# Does this POLY LOCK look right to you?



## Red Skeleton (Jul 2, 2019)

Hi,

I installed the first poly lock on my 68 400 and I see the base of the lock contacts a much smaller area on the pivot ball. Is this right? I like the way the old nuts hold the rocker much more securely. Pictures aren't great, one is with a flash but the lock is significantly smaller at its base.:surprise:


----------



## bigD (Jul 21, 2016)

There are poly-locks with different diameter bodies. But, I don't know that any of 'em will have as much pivot ball contact as a stock nut.

I suppose you could use a hardened washer, under the poly-lock, if you think that more contact would somehow be better. 

I've never read of a problem, because of using thin wall poly-locks. I assume the pivot balls are kept from rocking, by their contact with the rocker stud. So, I don't think the diameter of the hold down nut would change anything. The only function of the nut is to hold the pivot ball down, when the pushrod comes up.


----------



## PontiacJim (Dec 29, 2012)

*bigD*: "There are poly-locks with different diameter bodies. But, I don't know that any of 'em will have as much pivot ball contact as a stock nut."

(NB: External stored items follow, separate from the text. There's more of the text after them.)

PR #85, opened 2020-05-14
Cleanup instruction iterator

ExPixel:
Removed `Instructions::iter()` and `InstructionIterator`. The nice thing about having a deref to a slice is that it gives you an `iter()` method for free because of Rust's deref coercion. Also fixed some tests so that they use references to `Insn` instead and made `Insn` cloneable as well in case someone did want an `Iterator<Item = Insn>` instead of an `Iterator<Item = &Insn>`.

### DIFF
--- a/capstone-rs/src/instruction.rs
+++ b/capstone-rs/src/instruction.rs
@@ -103,12 +103,6 @@ impl<'a> Instructions<'a> {
         self.0.len()
     }
 
-    /// Iterator over instructions
-    pub fn iter(&'a self) -> InstructionIterator<'a> {
-        let iter = self.0.iter();
-        InstructionIterator(iter)
-    }
-
     pub fn is_empty(&self) -> bool {
         self.len() == 0
     }
@@ -177,20 +171,6 @@ macro_rules! impl_SliceIterator_wrapper {
         }
     }
 }
-
-/// An iterator over the instructions returned by disasm
-///
-/// This is currently the only supported interface for reading them.
-pub struct InstructionIterator<'a>(slice::Iter<'a, cs_insn>);
-
-impl_SliceIterator_wrapper!(
-    impl<'a> Iterator for InstructionIterator<'a> {
-        type Item = Insn<'a>;
-        [
-            |x| Insn { insn: *x, _marker: PhantomData }
-        ]
-    }
-);
 
 /// A wrapper for the raw capstone-sys instruction
 #[repr(transparent)]
--- a/capstone-rs/src/instruction.rs
+++ b/capstone-rs/src/instruction.rs
@@ -38,6 +38,16 @@ pub type RegIdInt = u16;
 #[repr(transparent)]
 pub struct RegId(pub RegIdInt);
 
+impl core::convert::From<u32> for RegId {
+    fn from(v: u32) -> RegId {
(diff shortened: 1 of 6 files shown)


tmfink:
Thanks for the PR! When I have more time, I can look into this in more detail.

capstone-rs/src/instruction.rs
```diff
@@ -178,21 +172,8 @@ macro_rules! impl_SliceIterator_wrapper {
...
-    impl<'a> Iterator for InstructionIterator<'a> {
-        type Item = Insn<'a>;
-        [
-            |x| Insn { insn: *x, _marker: PhantomData }
-        ]
-    }
-);
-
 /// A wrapper for the raw capstone-sys instruction
+#[derive(Clone)]
```
tmfink, line 176: I need to think more if this is sound.
`cs_insn` has the `detail: *mut cs_detail` field.

capstone-rs/src/instruction.rs
```diff
@@ -178,21 +172,8 @@ macro_rules! impl_SliceIterator_wrapper {
     }
 }
 
-/// An iterator over the instructions returned by disasm
-///
-/// This is currently the only supported interface for reading them.
-pub struct InstructionIterator<'a>(slice::Iter<'a, cs_insn>);
-
-impl_SliceIterator_wrapper!(
```
tmfink, line 186: I think you can get rid of this macro definition as well (and all uses) if you make the same transparent/deref changes to the appropriate types.

capstone-rs/src/instruction.rs
ExPixel: This should be safe since the lifetime of `Insn` is tied to `Instructions` and that's what frees the pointer, but I might be wrong.

ExPixel:
So I changed `RegId` first and am holding off on making changes to the groups iterator. Just wanted to know what you think of the changes first.

capstone-rs/src/instruction.rs
```diff
@@ -35,8 +35,19 @@ pub type RegIdInt = u16;
 
 /// Represents an register id, which is architecture-specific.
 #[derive(Copy, Clone, Debug, Hash, PartialEq, Eq, PartialOrd, Ord)]
+#[repr(transparent)]
 pub struct RegId(pub RegIdInt);
 
+impl core::convert::From<u32> for RegId {
+    fn from(v: u32) -> RegId {
+        if v <= core::u16::MAX as u32 {
```
tmfink, line 43: We should use `TryFrom` instead. Also, use `RegId` instead of `u16` directly.

```rust
RegId(x.try_into().ok().unwrap_or(0))
```

https://doc.rust-lang.org/std/primitive.u16.html#impl-TryFrom%3Cu32%3E

capstone-rs/src/instruction.rs
tmfink: I think you are right. I *think* the `Clone` should be safe. But, is it useful?

tmfink:
> So I changed `RegsIter` first and am holding off on making changes to the groups iterator. Just wanted to know what you think of the changes first.

Sorry for the ultra late comment. I think the change looks good. Please feel free to apply that same pattern to the other iterators.
If you would prefer, I could merge as-is and you can make a follow-up PR.

PR #89, opened 2020-10-20
Fix completion in CLion.

turbocool3r:
This small change doesn't affect anything but fixes completion in CLion with intellij-rust ([issue](https://github.com/intellij-rust/intellij-rust/issues/6274)).


tmfink:
Sorry for the late reply, thanks for the PR!

PR #92, opened 2021-04-04
Update vendored capstone to 71f5c64c43b9

s1341:
Update the included capstone to latest master, 71f5c64c43b9.

In particular, this fixes incompatibility with other tools due to the change in the size of the `bytes` field in `cs_insn`.


s1341:
I accidentally merged from master instead of next.... Closing this in favor of #93

PR #93, opened 2021-04-04
Update capstone to 702dbe78ca116de8e

s1341:
This is in place of #92, in which I mistakenly mistakenly merged from master, instead of next.

In particular, this removes the VESS from arm64. So I've gotten rid of that.

It also got rid of Arm64MrsReg, replacing it with Arm64Sysreg. I've made teh replacement, but there are now two failing tests. I'm unsure how to go about fixing them.

Please consider this in place of #92, which I will close.


tmfink:
Thanks for the PR, but I think I'll close this PR in favor of #88, which already fixes these issues.
I never merged it because of CI issues, but I'll try to push it through since it seems like some folks may want the C library upgraded.

tmfink:
Also, just FYI, I used the `capstone-sys/scripts/update_capstone.sh` script to update the vendored capstone.

s1341:
No worries. Does that PR get rid of VESS too?

PR #101, opened 2021-07-22
Bump bindgen version and add wasm support

s1341:
Bumped the bindgen version used (as packages with newer bindgen were conflicting).

Added WASM support, as without it I was running into issues with missing WASM related symbols.

### DIFF
--- a/capstone-sys/Cargo.toml
+++ b/capstone-sys/Cargo.toml
@@ -26,7 +26,7 @@ travis-ci = { repository = "capstone-rust/capstone-sys" }
 libc = { version = "0.2.59", default-features = false }
 
 [build-dependencies]
-bindgen = { optional = true, version = "0.53.0" }
+bindgen = { optional = true, version = "0.57.0" }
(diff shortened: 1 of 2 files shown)


tmfink:
Thanks for the PR!

s1341:
Can you spin a version so that we can benefit from this change please?

tmfink:
> Can you spin a version so that we can benefit from this change please?

Before spinning another release, I want to merge #85 and perform some related clean-up (using slices instead of iterators).

Also, I think I need check the pre-generated bindings. On my computer, the bindings are changed slightly.
@s1341 when you are building this crate, are you using the `use_bindgen` feature? Otherwise, I would not expect the `bindgen` feature bump to make a difference.

s1341:
yes. I'm using `use_bindgen`.

tmfink:
@s1341 I spun a release for `capstone-sys` 0.14.0 and `capstone` 0.10.0

s1341:
Thanks!

PR #758, opened 2022-02-25
Add a framework for latency test for import groups.

Spaceenter:
If this is OK, I could modify all the other golden tests.

In this PR, each API generates a separate file with one line "<apiName>,<duration-useImportGroup=false>,<duration-useImportGroup=true>".

Later on, we can easily combine all the files into a single CSV file.


test/e2e/ig_latency_GetPlacesIn.csv
```diff
@@ -0,0 +1 @@
+GetPlacesIn,2.244155,3.795856
```
pradh, line 1: Can we add header?

Spaceenter: This is intended to be a temp file. Later on, I plan to concatenate all the ~30 CSV files into a single CSV file. Header will be added at that time.

Spaceenter: Or, maybe we can just leave it as it is -- each API has its own latency CSV file? If so, yea could add a header.

docs/developer_guide.md
```diff
@@ -171,6 +171,13 @@ go run cmd/main.go \
 ./scripts/update_golden.sh
 ```
 
+### Run import group latency tests
+
+Run the following command in the root directory:
+```bash
```
pradh, line 177: So the normal tests will also run import-group?

test/e2e/ig_latency.go
```diff
@@ -0,0 +1,45 @@
...
+	"path"
+	"runtime"
+	"time"
+)
+
+func TestWithImportGroupLatency(
+	apiName string, opt *TestOption, testSuite func(*TestOption)) error {
+	durations := map[bool]float64{} // Map: useImportGroup -> duration in seconds.
+
+	for _, useImportGroup := range []bool{true, false} {
```
pradh, line 29: For reasonable performance evals, to avoid noise, it's generally a good idea to run a few times and report the individual numbers or mean/variance ?

shifucun, line 29: I wonder if the order here matters? If change it {false, true}, could the time change? Not sure if there is any Bigtable read cache.

test/e2e/ig_latency_GetPlacesIn.csv
pradh: A wrapper script to collect all the CSVs in one place SG.  After import-group rollout, this can act as a general perf regression suite, where we can report % diffs against checked-in version ...

internal/server/stat/golden/get_stat_all_test.go
```diff
@@ -80,4 +77,9 @@ func TestGetStatAll(t *testing.T) {
 			}
 		}
 	}
+
+	if err := e2e.TestWithImportGroupLatency(
+		"GetStatAll", &e2e.TestOption{}, testSuite); err != nil {
+		t.Errorf("TestWithImportGroupLatency() = %s", err)
+	}
```
pradh, line 84: neat!

pradh (approved):

test/e2e/ig_latency.go
pradh: I just commented, we should typically run all perf tests a few times...

Spaceenter: "true" and "false" are reading two separate BT tables? So there shouldn't be cache? (cache only happens if you read the same row in the same table?)

test/e2e/ig_latency_GetStatAll.csv
```diff
@@ -0,0 +1 @@
+GetStatAll,1.581786,3.319007
```
shifucun, line 1: This is huge difference...

internal/server/stat/golden/get_stat_all_test.go
```diff
@@ -33,10 +33,7 @@ func TestGetStatAll(t *testing.T) {
 	_, filename, _, _ := runtime.Caller(0)
 	goldenPath := path.Join(path.Dir(filename), "get_stat_all")
 
-	for _, opt := range []*e2e.TestOption{
-		{},
-		{UseImportGroup: true},
-	} {
+	testSuite := func(opt *e2e.TestOption) {
```
shifucun, line 36: when running this as performance test, should we stop before all the golden read and comparison. So the latency is purely for the API calls

docs/developer_guide.md
Spaceenter: Split - now we have normal test, and latency tests.

pradh: Sorry I was confused that latencyTest argument was always false and not passed as flag to the binary?

pradh (approved):
Thanks for the change!

docs/developer_guide.md
Spaceenter: For example, in get_places_in_test.go, line 109 has latencyTest=false, which is the normal golden test. Then on line 110 (inside e2e.TestWithImportGroupLatency), latencyTest=true, which is the latency test. 

So we have both latencyTest = true & false there.

pradh: Got it... sorry, bad eyes!

test/e2e/ig_latency.go
```diff
@@ -0,0 +1,81 @@
...
+	opt *TestOption,
+	testSuite func(*TestOption, bool)) error {
+	if LatencyTest {
+		return latencyTest(apiName, opt, testSuite)
+	}
+	goldenTest(opt, testSuite)
+	return nil
+}
+
+func goldenTest(opt *TestOption, testSuite func(*TestOption, bool)) {
```
shifucun, line 38: since goldenTest is here, maybe change filename from ig_latency.go to something general indicating this holds various test funcs

internal/server/stat/golden/get_stat_all_test.go
```diff
@@ -80,4 +82,9 @@ func TestGetStatAll(t *testing.T) {
 			}
 		}
 	}
+
+	if err := e2e.TestWithImportGroupLatency(
```
shifucun, line 86: update here to use "latencyTest" and "goldenTest"?

shifucun (approved):

test/e2e/ig_latency.go
Spaceenter: Good point. Renamed to test_driver.go

internal/server/stat/golden/get_stat_all_test.go
Spaceenter: latencyTest() and goldenTest() are called in e2e.TestWithImportGroupLatency().

but I see your confusion -- renamed TestWithImportGroupLatency to TestDriver().

Spaceenter:
Also saved all the latency result CSVs to a separate folder for being clean.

*PJ*: Red contacted me via PM and was trying to decide which poly lock. When you do a search, it becomes confusing real fast due to the descriptions. Yep, all kinds of different diameter bodies and then they say for roller rockers, and nothing about use on a standard stamped steel rocker - which you can see now that most any diameter body poly lock would work on factory stamped rocker arms. They also come in different lengths (excluding the longer stud girdle style) to add more to the confusion. Seemed to me that back in the "old days," you just ordered the poly lock for your application and were done with it. Of course the "tech" on the other side of the email or phone can't help because all they can do is read off a manufacturers card.

The poly locks should be fine as long as you have enough thread at the top of them to insert the set screw to lock them into place. This is where body length comes into play. If for some chance the poly lock is too short, do as *bigD* suggested and you can insert a Grade 8/hardened washers under the poly lock and on top of the rocker arm ball to raise the poly lock up to give you more threads so you can tighten down the set screw and not pull/strip it out.


----------



## Red Skeleton (Jul 2, 2019)

PontiacJim said:


> *bigD*: "There are poly-locks with different diameter bodies. But, I don't know that any of 'em will have as much pivot ball contact as a stock nut."
> 
> *PJ*: Red contacted me via PM and was trying to decide which poly lock. When you do a search, it becomes confusing real fast due to the descriptions. Yep, all kinds of different diameter bodies and then they say for roller rockers, and nothing about use on a standard stamped steel rocker - which you can see now that most any diameter body poly lock would work on factory stamped rocker arms. They also come in different lengths (excluding the longer stud girdle style) to add more to the confusion. Seemed to me that back in the "old days," you just ordered the poly lock for your application and were done with it. Of course the "tech" on the other side of the email or phone can't help because all they can do is read off a manufacturers card.
> 
> The poly locks should be fine as long as you have enough thread at the top of them to insert the set screw to lock them into place. This is where body length comes into play. If for some chance the poly lock is too short, do as *bigD* suggested and you can insert a Grade 8/hardened washers under the poly lock and on top of the rocker arm ball to raise the poly lock up to give you more threads so you can tighten down the set screw and not pull/strip it out.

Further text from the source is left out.